◆ **Exercise description**:
Among the entries below, extract exactly the lines that run from the one with "Thanks for your contribution ❤️" through the one with "I'd like to", both ends included.

◆ **Given records**:
PR #1103, opened 2017-10-04
BUGFIX: correctly redirect on removal of nested nodes

dimaip:
Steps to reproduce: Create a document node. Create another document node inside of it. Discard all and see all sorts of errors.

This change recursively looks for the parent node that still exists, and redirects to it.

### DIFF
--- a/packages/neos-ui/src/manifest.js
+++ b/packages/neos-ui/src/manifest.js
@@ -4,6 +4,8 @@ import {$get} from 'plow-js';
 
 import {actions, selectors} from '@neos-project/neos-ui-redux-store';
 
+import {parentNodeContextPath} from '@neos-project/neos-ui-redux-store/src/CR/Nodes/helpers';
+
 import manifest from '@neos-project/neos-ui-extensibility';
 import {SynchronousRegistry, SynchronousMetaRegistry} from '@neos-project/neos-ui-extensibility/src/registry';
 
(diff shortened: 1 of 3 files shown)


packages/neos-ui/src/manifest.js
```diff
@@ -247,11 +248,24 @@ manifest('main', {}, globalRegistry => {
...
+        // If we are removing current document node...
         if ($get('ui.contentCanvas.contextPath', state) === contextPath) {
-            const parentNodeUri = $get(['cr', 'nodes', 'byContextPath', parentContextPath, 'uri'], state);
+            let redirectContextPath = contextPath;
+            let redirectUri = null;
+            // Determine closest parent that is not being removed
+            while (!redirectUri) {
+                redirectContextPath = parentNodeContextPath(redirectContextPath);
+                // This is an extreme case when even the top node does not exist in the given dimension
+                // TODO: still find a nicer way to break out of this situation
```
grebaldi: We could fallback to the `siteNodeContextPath` for a start - that should be always present. But we can deal with that when we get rid of the hard-coded Uris alltogether.

dimaip: But it is not present in all dimensions... In any case the logic above would traverse up to the site node in given dimension, and if it isn't there it would rudely reload the whole thing (should be extremely rare). And yes, needs taking care when we want to get rid of hardcoded uris.

Issue #1073, opened 2017-09-29
Inline node toolbar needs repositioning when an image changes


grebaldi:
![screenshot_2017-09-29_11-47-18](https://user-images.githubusercontent.com/2522299/31010751-37677056-a50c-11e7-9bda-71cdadef0cc1.png)

Steps to reproduce (on Demo site):

1. Insert a new Image element beneath the Text "...future change we don’t know."
2. Select an image from the media module
3. Hit apply

After the reload is finished, the toolbar will have this weird position.

dimaip:
Can reproduce.

PR #1110, opened 2017-10-05
BUGFIX: Add 'load' eventListener to NodeToolbar

janinadanger:
to fix top position of toolbar after the page reloads

Fixes: #1073


skurfuerst:
sorry for the long delay for reviewing this one. Totally makes sense :)

Issue #832, opened 2017-08-23
HTML code editor doesn't expand to full height before starting to scroll


dimaip:
![peek 2017-08-23 11-20](https://user-images.githubusercontent.com/837032/29605927-4b44f4ba-87f5-11e7-8a7c-5fd2f4dd08f0.gif)

skurfuerst:
For me, that's more Medium-Prio than High-Prio (as the HTML editor is probably not used that often in Projects). I am not sure how easy to fix it is. If it's a 30 minute thing, then let's go for it; if it is 1 day then I'd skip it for now.

dimaip:
Agreed. It's super annoying actually, as you look at the editor and think that that's all code there is. Made me confused on real project and I was wondering for a while to what actually happened to my code...
Should be easy to fix.

Duske:
I guess the problem was the way the height of the codemirror-component was set. In the PR I used the `setSize()`-method of codemirror, which seems to solve the problem.

PR #1121, opened 2017-10-08
BUGFIX: set height of codemirror instance with ref callback

Duske:
Fixes: #832 
Before, sometimes not all lines were rendered in the editor because the setting the height manually did not trigger a rerender of the lines.
When setting the height with the [`setSize()`-method from codemirror](https://github.com/codemirror/CodeMirror/blob/0ea666fe3db9cd68dd951cc9178944cccdd9276d/src/edit/methods.js#L392), the number of displayed lines is newly calculated.

Setting the height this way seems to be advised with codemirror, as it mentioned here:
https://github.com/JedWatson/react-codemirror/issues/57#issuecomment-274236854


skurfuerst:
Thanks for your contribution ❤️

Issue #793, opened 2017-08-02
Extract z-index variables into constants


dimaip:
Currently, our usage of z-index is a jungle. Would be nice to extract those constants like we did in the old UI: https://github.com/neos/neos-development-collection/blob/30599d9a88aa537ab867b0a2b7c68690c6cfe00c/Neos.Neos/Resources/Private/Styles/Foundation/_variables.scss#L144

Duske:
I'd like to take this issue, but I guess I need some guidance here first:
1) Since we are not using SASS for the components, we could CSS variables to store these values, right?
2) Afaik, the CSS vars which are currently used are either in `@neos-project/brand` or directly set in the shared [`webpack.config.js`](https://github.com/neos/neos-ui/blob/master/packages/build-essentials/src/webpack.config.js#L55). Where should we put things like z-indices?

dimaip:
Thanks for the initiative to take care of it!
Needs some thinking through... My immediate thoughts are to extract css variables into a separate js file (for clarity), and put z-index constants there.
You may suggest better alternatives of course.

Duske:
So kinda like it's done for [`@neos-project/brand`](https://github.com/neos/brand/blob/master/index.js)? 
We could put the existing variables which are set in the `webpack.config.js` there, too.
The next question which comes to my mind is, where we put such a separate js file solely for styling.

dimaip:
Yes. But no, let's not put anything into brand, it's a separate package that is hard to manage, and these z-index constants are purely technical, they are not related to brand styles.
That's a good question where to put it. Probably most simple answer is just to put it alongside the webpack.config.js file in build-essentials, to avoid external dependencies.

Duske:
Totally agree, I did not mean to put it in a separate package since I've seen a git submodule abyss at work :D 
I guess I just create a PR and then we can look what needs to be changed/improved.

dimaip:
Yep, trust your intuition here :)

Duske:
I've created a PR but I am not really happy with the result. It reveals some aspects which should be discussed like naming of the variables and structure of the configuration object.

PR #1124, opened 2017-10-10
TASK: Extract z-index variables into CSS vars

Duske:
This PR is a first draft on how to move the z-indices to CSS vars as discussed in #793.
It reveals some issues which need to be solved:

- [x]  find a proper naming for the z-index-variables, e.g. scope the name to the corresponding component
- [x]  find a proper structure for the style config object
- [x]  refactor the existing [CSS vars](https://github.com/neos/neos-ui/blob/master/packages/build-essentials/src/webpack.config.js#L55) which are currently directly set in the webpack config. Maybe this out of scope of this PR which should deal with z-indices only.

### DIFF
--- a/packages/neos-ui-inspector/src/SecondaryInspector/style.css
+++ b/packages/neos-ui-inspector/src/SecondaryInspector/style.css
@@ -17,7 +17,7 @@
     right: 0;
 }
 .secondaryInspector--isElevated {
-    z-index: var(--zIndexSecondaryInspectorElevatedContext);
+    z-index: var(--zIndex-SecondaryInspectorElevated-Context);
 }
 .secondaryInspector .close {
     position: absolute;
--- a/packages/neos-ui-inspector/src/SecondaryInspector/style.css
+++ b/packages/neos-ui-inspector/src/SecondaryInspector/style.css
@@ -17,7 +17,7 @@
     right: 0;
 }
 .secondaryInspector--isElevated {
-    z-index: var(--zIndexSecondaryInspectorElevated);
+    z-index: var(--zIndexSecondaryInspectorElevatedContext);
 }
 .secondaryInspector .close {
     position: absolute;
--- a/packages/neos-ui-inspector/src/SecondaryInspector/style.css
+++ b/packages/neos-ui-inspector/src/SecondaryInspector/style.css
@@ -29,5 +29,5 @@
     font-size: 18px;
     border-right-width: 0;
     border-top-width: 0;
-    z-index: var(--zIndexSecondaryInspectorClose);
+    z-index: var(--zIndex-SecondaryInspector-Close);
 }
--- a/packages/neos-ui-inspector/src/SecondaryInspector/style.css
+++ b/packages/neos-ui-inspector/src/SecondaryInspector/style.css
@@ -17,7 +17,7 @@
     right: 0;
 }
 .secondaryInspector--isElevated {
-    z-index: 10001;
+    z-index: var(--zIndexSecondaryInspectorElevated);
 }
 .secondaryInspector .close {
     position: absolute;
@@ -29,5 +29,5 @@
     font-size: 18px;
     border-right-width: 0;
     border-top-width: 0;
-    z-index: 10;
+    z-index: var(--zIndexSecondaryInspectorClose);
 }
--- a/packages/neos-ui/src/Containers/RightSideBar/Inspector/style.css
+++ b/packages/neos-ui/src/Containers/RightSideBar/Inspector/style.css
@@ -19,7 +19,7 @@
     left: 0;
     width: calc(100% - var(--sidebarWidth));
     height: 100%;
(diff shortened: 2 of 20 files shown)


dimaip:
Great!

> e.g. scope the name to the corresponding component
What do you mean?

> Maybe this out of scope
As it is comfortable for you. I'd just go ahead and do it, it's just a copy paste and would allow to see the structure of the styles object clearer.

Duske:
> e.g. scope the name to the corresponding component

In the configuration object there are the properties `aspectRatioDropdownContents ` and `dropdownContents ` for example. They're basically dealing with the same stuff, but need different names (collision) as they are different components. So we could use some scoping like this:

```js
zIndex:{
  aspectRatio: {
    dropdownContents: '1'
  }
  someOtherComponent: {
    dropdownContents: '2'
  }
}

```

> Maybe this out of scope

Sounds good, just wanted to make sure that you're okay with it :)

Duske:
> e.g. scope the name to the corresponding component

The [configuration object](https://github.com/neos/neos-ui/pull/1124/files#diff-8d8c129d1fbe4d0e5d3cb6cfbcb0074aR4) contains the properties `aspectRatioDropdownContents ` and `dropdownContents `, which are dealing with the same stuff but are in located in different components. They needed a different name because of the flat hierarchy. So we could scope them to the belonging component:
```
zIndex:{
  aspectRatio: {
    dropdownContents: '1'
  }
  someOtherComponent: {
    dropdownContents: '2'
  }
}

```

> Maybe this out of scope

Sounds good, just wanted to make sure you're okay with it :)

dimaip:
oh you know what actually could make sense: group zIndexes around stacking contexts they divide into. Wdyt?

dimaip:
Smth like this could be helpful to understand it: https://chrome.google.com/webstore/detail/z-context/jigamimbjojkdgnlldajknogfgncplbh?hl=en

dimaip:
Also relevant: https://www.smashingmagazine.com/2014/06/sassy-z-index-management-for-complex-layouts/

Duske:
Just to verify that we're on the same page:
We group the various zIndex properties by their stacking contexts. So every element with a z-index which `parentStackingContext ` is `html` is set on the root level of zIndex. The property for these elements is called `context`. Child elements with z-index properties will be put inside.
```
zIndex:{
  dropdownContext: { // new stacking context
    context: '1',
    contents: '2',
    button: '3'
  }
}
```

Do you mean something like that? Should we receive the indices by using lists as described in the post?

dimaip:
Yep. I think it makes total sense. I hate those 99999 indexes really.

Duske:
I'm trying to group them by their stackingContext but its kinda hard. For example sometimes a a checkboxInput component has `html` as parentStackingContext, sometimes it is the surrounding dropdown component. Most of the components seem to have `html` as parentStackingContext, so the z-index is just 1. 
This results in a unnecessary complex structure for these simple cases. You can see the current work of the configuration object in [this gist](https://gist.github.com/Duske/45d4640bf957d1199f677f76b22206ba).

To sum it up: It reveals, just as you assumed, that most of these high indices are not needed. But structuring by their stackingContexts seems to be quite complicated and ambiguous.

Duske:
I've finished the grouping and used arrays to describe the z-index as you pointed out in Slack.
Since I'm not sure where `nodeToolBar`  is used, its z-index was not touched

Duske:
I think thats a good idea :) The names become quite long and a delimiter helps to read it more clearly

packages/neos-ui/src/Containers/RightSideBar/Inspector/style.css
```diff
@@ -19,7 +19,7 @@
     left: 0;
     width: calc(100% - var(--sidebarWidth));
     height: 100%;
-    z-index: 10000;
+    z-index: var(--zIndexUnappliedChangesOverlay);
```
dimaip: This one still doesn't have delimiting dashes

packages/neos-ui-inspector/src/SecondaryInspector/style.css
```diff
@@ -29,5 +29,5 @@
     font-size: 18px;
     border-right-width: 0;
     border-top-width: 0;
-    z-index: 10;
+    z-index: var(--zIndexSecondaryInspectorClose);
```
dimaip: same

dimaip:
@Duske so why is this still WIP?

Duske:
Oops you're right, I've updated the PR accordingly 😶

mstruebing:
@Duske Could you rebase your branch to the current master? I think there is nothing against merging it.

markusguenther:
Resolved the conflicts in a PR. Just because I am not able to modify the PR.

dimaip:
@Duske thanks a lot for your amazing effort! Will try to finally merge it with @markusguenther via his fork: #1361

◆ **Reply to the task**:
Thanks for your contribution ❤️

Issue #793, opened 2017-08-02
Extract z-index variables into constants


dimaip:
Currently, our usage of z-index is a jungle. Would be nice to extract those constants like we did in the old UI: https://github.com/neos/neos-development-collection/blob/30599d9a88aa537ab867b0a2b7c68690c6cfe00c/Neos.Neos/Resources/Private/Styles/Foundation/_variables.scss#L144

Duske:
I'd like to take this issue, but I guess I need some guidance here first:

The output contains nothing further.